Dans une note publiée le 17 juin 2016, j’abordais le projet CarbFix lancé en Islande à côté d’une centrale géothermique dans la périphérie de Reykjavik. Cette centrale exploite une source de vapeur produite par le magma à faible profondeur, en sachant que du CO2 et des gaz soufrés d’origine volcanique sont émis en même temps que la vapeur. Le but est de capter le gaz et de le réinjecter dans le sous-sol. Vous pourrez lire cette note en cliquant sur ce lien :

https://claudegrandpeyvolcansetglaciers.com/2016/06/17/islande-de-la-geothermie-au-stockage-du-co2-iceland-from-geothermal-energy-to-the-storage-of-co2/

La Suisse s’intéresse elle aussi au stockage du gaz carbonique. C’est ainsi que les usines de retraitement des déchets appellent la Confédération à créer un vaste réseau de pipelines pour exporter leur CO2 vers la Norvège, où il serait stocké dans d’anciens gisements de gaz naturel sous la mer du Nord.
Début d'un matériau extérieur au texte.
PR #1496, opened 2026-09-10
fix(pi): persist approved plan checklist progress

### LINKED ISSUE #1376: Execution progress ([DONE:n]) resets to 0/N after compaction or session fork — plan file checkboxes never written back
## Summary

During plan execution, `[DONE:n]` progress is tracked **only in memory**. The plan file's own checkboxes are never updated, and progress is rebuilt from sources that compaction destroys — so after a `/compact`, session fork, or resume, the per-turn injection reports `0/N steps complete` and re-lists every step as remaining, even though they were already executed.

## Root cause

In `apps/pi-extension/index.ts`:

1. `turn_end` handler calls `markCompletedSteps(text, checklistItems)`, which only mutates the in-memory array. Nothing ever writes the completion back to the plan file (`- [ ]` → `- [x]`).
2. `before_agent_start` **re-parses the plan file from disk every turn** (`checklistItems = parseChecklist(planContent)`), discarding the in-memory marks before the status snapshot is built — so the injected "Todo status" is stale even *without* compaction.
3. `resyncPhaseFromSession()` (session_start / session_tree) rebuilds progress by re-reading the plan file (all still `- [ ]`) plus scanning branch messages after the last `plannotator-execute` entry for `[DONE:n]`. Compaction removes those assistant messages from the active branch, so the rebuild finds nothing and progress resets to zero.

Net effect: any compaction (or fork onto a compacted branch) revives the full `[PLANNOTATOR - EXECUTING PLAN] Remaining steps: ...` injection mid-execution, and the agent is told to redo finished work.

## Repro

1. Enter plan mode, submit a plan containing a `- [ ]` checklist, approve it.
2. Execute some steps; the agent emits `[DONE:1]` etc. (progress widget shows partial completion).
3. Run `/compact` (or fork the session and then compact).
4. Next turn: injection claims `0/N steps complete` with all steps listed as remaining.

## Suggested fix

Persist completion into the plan file itself — the file is the only state that reliably survives compaction, forks, resumes, and restarts. Concretely, upgrade the n-th checkbox line (same ordinal mapping as `parseChecklist`) whenever marks are detected, and once more when resync rebuilds state from messages (self-healing for pre-fix sessions):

Les 30 usines suisses de retraitement des déchets produisent chacune plus de 100 000 tonnes de CO2 par an. Deux d’entre elles, celle de Monthey (Valais) et de Linth (Glaris), ont lancé des projets pilotes visant à éliminer ces émissions et elles veulent piéger le gaz carbonique à l’aide de filtres.

Les 30 usines suisses de traitement des déchets rejettent plus de 4 millions de tonnes de CO2 par an, soit 4,5% des émissions totales de la Suisse. Par le passé, des canalisations évacuaient et traitaient les eaux usées. Aujourd’hui, il serait souhaitable de créer un réseau pour évacuer le CO2. Ce réseau pourrait être relié à d’autres grands émetteurs de CO2 comme les cimenteries ou l’industrie chimique. Selon le président de l’Association suisse des exploitants d’installations de traitement des déchets (ASED),« sans capture du CO2 à grande échelle, nous ne parviendrons pas à atteindre les engagements pris dans le cadre de l’accord de Paris. »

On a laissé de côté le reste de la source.